Limiting internet bandwidth for already started applications

Solution 1:

For the general case, it is theoretically possible in the kernel, using the owner extension to netfilter. I can see the option --pid-owner on the man page of iptables on die.net, but it says it is broken with SMP :(

In my own system, a 10.04, there is no such option on the manual :( . So I believe we are out of luck this time ;( . Maybe there will be another incarnation of the --pid-owner option some time in the future. A gui on top of that would not be rocket science.

The first step must be taken on Linux itself and iptables.

As for more specific types of traffic, such as HTTP. There should be ways to make accommodations using proxies, but it probably needs some hacking because this use-case does not arise often.

Solution 2:

It's not particularly helpful, but the only way (I know of) to truly limit bandwidth effectively is using packet shaping or queuing technology. The only truly well-thought-out method I'm aware of is the PacketShaper range of appliances now owned by Bluecoat.

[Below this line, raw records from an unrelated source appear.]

PR #2255, opened 2026-08-03
`channels_sv2`: fix chain-tip transition correctness gaps in the job state machine

### LINKED ISSUE #2254: `channels_sv2`: need to fix chain-tip transition correctness gaps in the job state machine
On chain-tip transitions, the job lifecycle contract (activate future job, retire old active job to stale, propagate `min_ntime`) is enforced by some channel implementations and silently dropped by others. Most outliers sit next to a sibling that does it correctly; the last one is missed by every client-side implementation.

### 1. `GroupChannel::on_set_new_prev_hash` ignores `activate_future_job`'s result

`JobStore::activate_future_job` returns `false` and no-ops when `template_id` matches no queued future job, but `group.rs` discards the `bool`, unconditionally advances `chain_tip`, and returns `Ok(())` — despite its own doc comment promising an error.

https://github.com/stratum-mining/stratum/blob/30ca82ac20d7a543cc777be39dc2e19c621eff4b/sv2/channels-sv2/src/server/group.rs#L302-L305

`server/standard.rs` and `server/extended.rs` propagate the `bool` and return `Err(TemplateIdNotFound)`.

https://github.com/stratum-mining/stratum/blob/30ca82ac20d7a543cc777be39dc2e19c621eff4b/sv2/channels-sv2/src/server/standard.rs#L525-L530

Result: silent state corruption; subsequent group jobs are built against a tip whose job was never activated.

Fix: return `Err(GroupChannelError::TemplateIdNotFound)` when activation fails, before touching `chain_tip`.

### 2. `ExtendedChannel::on_chain_tip_update` leaves the stale `active_job` in place

The JDC entry point for tip updates clears future jobs and rotates past→stale, but never transitions `active_job`. A share arriving in the window before the next `SetCustomMiningJobSuccess` passes `is_active_job`, bypasses the stale early-return, and is re-hashed against the NEW tip's `prev_hash` with the OLD job's coinbase/merkle path — phantom `Valid`/`BlockFound` credited for work unrelated to the current tip.

https://github.com/stratum-mining/stratum/blob/30ca82ac20d7a543cc777be39dc2e19c621eff4b/sv2/channels-sv2/src/client/extended.rs#L456-L472

Fix: demote the prior `active_job` into `past_jobs` before the past→stale rotation the sibling `on_set_new_prev_hash` path already performs (that path has its own gap — see 4).

https://github.com/stratum-mining/stratum/blob/30ca82ac20d7a543cc777be39dc2e19c621eff4b/sv2/channels-sv2/src/client/extended.rs#L483-L512

### 3. `GroupChannel::on_set_new_prev_hash` doesn't propagate `min_ntime` into the activated job

The future job is promoted to `active_job` as-is, keeping `min_ntime == None`, so `is_future()` still returns `true` on the active job.

https://github.com/stratum-mining/stratum/blob/30ca82ac20d7a543cc777be39dc2e19c621eff4b/sv2/channels-sv2/src/client/group.rs#L163-L178

`client/standard.rs` and `client/extended.rs` both write `activated_job.min_ntime = Some(set_new_prev_hash.min_ntime)` on activation.

https://github.com/stratum-mining/stratum/blob/30ca82ac20d7a543cc777be39dc2e19c621eff4b/sv2/channels-sv2/src/client/extended.rs#L487-L491

Consumers dispatching on `min_ntime` misclassify the job.

Fix: `activated_job.set_no_future(set_new_prev_hash.min_ntime)` before promoting.

### 4. Client `on_set_new_prev_hash` drops the prior `active_job` instead of retiring it

Both client channels overwrite `active_job` with the activated future job. The job that was active under the *previous* prev hash is never inserted into `past_jobs`, so the past→stale rotation two lines below cannot see it — it lands in neither `past_jobs` nor `stale_jobs` and is simply gone.

https://github.com/stratum-mining/stratum/blob/30ca82ac20d7a543cc777be39dc2e19c621eff4b/sv2/channels-sv2/src/client/extended.rs#L487-L501

https://github.com/stratum-mining/stratum/blob/30ca82ac20d7a543cc777be39dc2e19c621eff4b/sv2/channels-sv2/src/client/standard.rs#L299-L311

The server side gets this right: `JobStore::activate_future_job` takes the current `active_job` into `past_jobs` before activating, then calls `mark_past_jobs_as_stale`.

https://github.com/stratum-mining/stratum/blob/30ca82ac20d7a543cc777be39dc2e19c621eff4b/sv2/channels-sv2/src/server/jobs/job_store.rs#L88-L99

Result: a late share for the just-retired job falls through to the `else` branch of `validate_share` and is rejected as `InvalidJobId` instead of `Stale`.

Fix: capture the previous job via `self.active_job.replace(activated_job)` and insert it into `past_jobs` — after the `JobIdNotFound` early-return, so the error path doesn't corrupt state (same rule as the "clear only after a successful activation" ordering in `server/standard.rs`).

## impact

Wrong error codes for late shares (`InvalidJobId`/`DoesNotMeetTarget` instead of `Stale`), silent group-channel tip corruption, phantom share validation/accounting, active-vs-future misclassification.

plebhash:
close #2254 
close https://github.com/project-loupe/audit-stratum/issues/13
close https://github.com/project-loupe/audit-stratum/issues/15
close https://github.com/project-loupe/audit-stratum/issues/29

### DIFF
--- a/sv2/channels-sv2/src/client/extended.rs
+++ b/sv2/channels-sv2/src/client/extended.rs
@@ -518,23 +518,34 @@ impl ExtendedChannel {
     ///
     /// The message could be either directed at this channel, or at a group channel it belongs to.
     ///
-    /// - If the referenced `job_id` is not a future job, returns an error.
+    /// - If the referenced `job_id` is not a future job, returns an error and leaves channel state
+    ///   untouched.
     /// - If it is a future job, activates it as the current job.
-    /// - Marks all past jobs as stale and clears them.
+    /// - Marks the previously active job and all past jobs as stale, and clears past jobs.
     /// - Clears all seen shares as shares for the previous chain tip will be rejected as stale.
     /// - Updates the chain tip for the channel.
     pub fn on_set_new_prev_hash(
         &mut self,
         set_new_prev_hash: SetNewPrevHashMp,
     ) -> Result<(), ExtendedChannelError> {
-        match self.future_jobs.remove(&set_new_prev_hash.job_id) {
+        // the previously active job is only displaced once activation is known to succeed, so
+        // that the JobIdNotFound path below does not corrupt channel state
+        let previously_active_job = match self.future_jobs.remove(&set_new_prev_hash.job_id) {
             Some(mut activated_job) => {
                 activated_job.0.min_ntime = Sv2OptionOwned::new(Some(set_new_prev_hash.min_ntime));
-                self.active_job = Some(activated_job);
+                self.active_job.replace(activated_job)
             }
             None => {
                 return Err(ExtendedChannelError::JobIdNotFound);
             }
+        };
+
+        // the job that was active under the previous chain tip must be retired to stale rather
+        // than silently dropped, otherwise a late share for it would be rejected as
+        // InvalidJobId instead of Stale
+        if let Some(previously_active_job) = previously_active_job {
+            self.past_jobs
+                .insert(previously_active_job.0.job_id, previously_active_job);
         }
 
         // all other future jobs are now useless
@@ -743,6 +754,7 @@ mod tests {
     use crate::{
         chain_tip::ChainTip,
         client::{
+            error::ExtendedChannelError,
             extended::ExtendedChannel,
             share_accounting::{ShareValidationError, ShareValidationResult},
             MAX_FUTURE_JOBS,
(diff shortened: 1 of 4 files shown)


GitGab19 (approved):
ACk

I haven't used them myself in quite a few years, but I use Bluecoat proxies daily so I've kept up with the development of the PacketShaper range.

They're expensive, but truly superb at what they do. They don't use queues at all - they manipulate the TCP windows size dynamically to throttle bandwidth on a tcp-pair conversation. In the latest releases, they're application aware too, so you can say "throttle iPlayer and Youtube, but let everything else through".

I'm scratching the surface of these devices capability really, but I'll stop since they're not relevant to Ubuntu, so I'm afraid that this answer isn't fully relevant.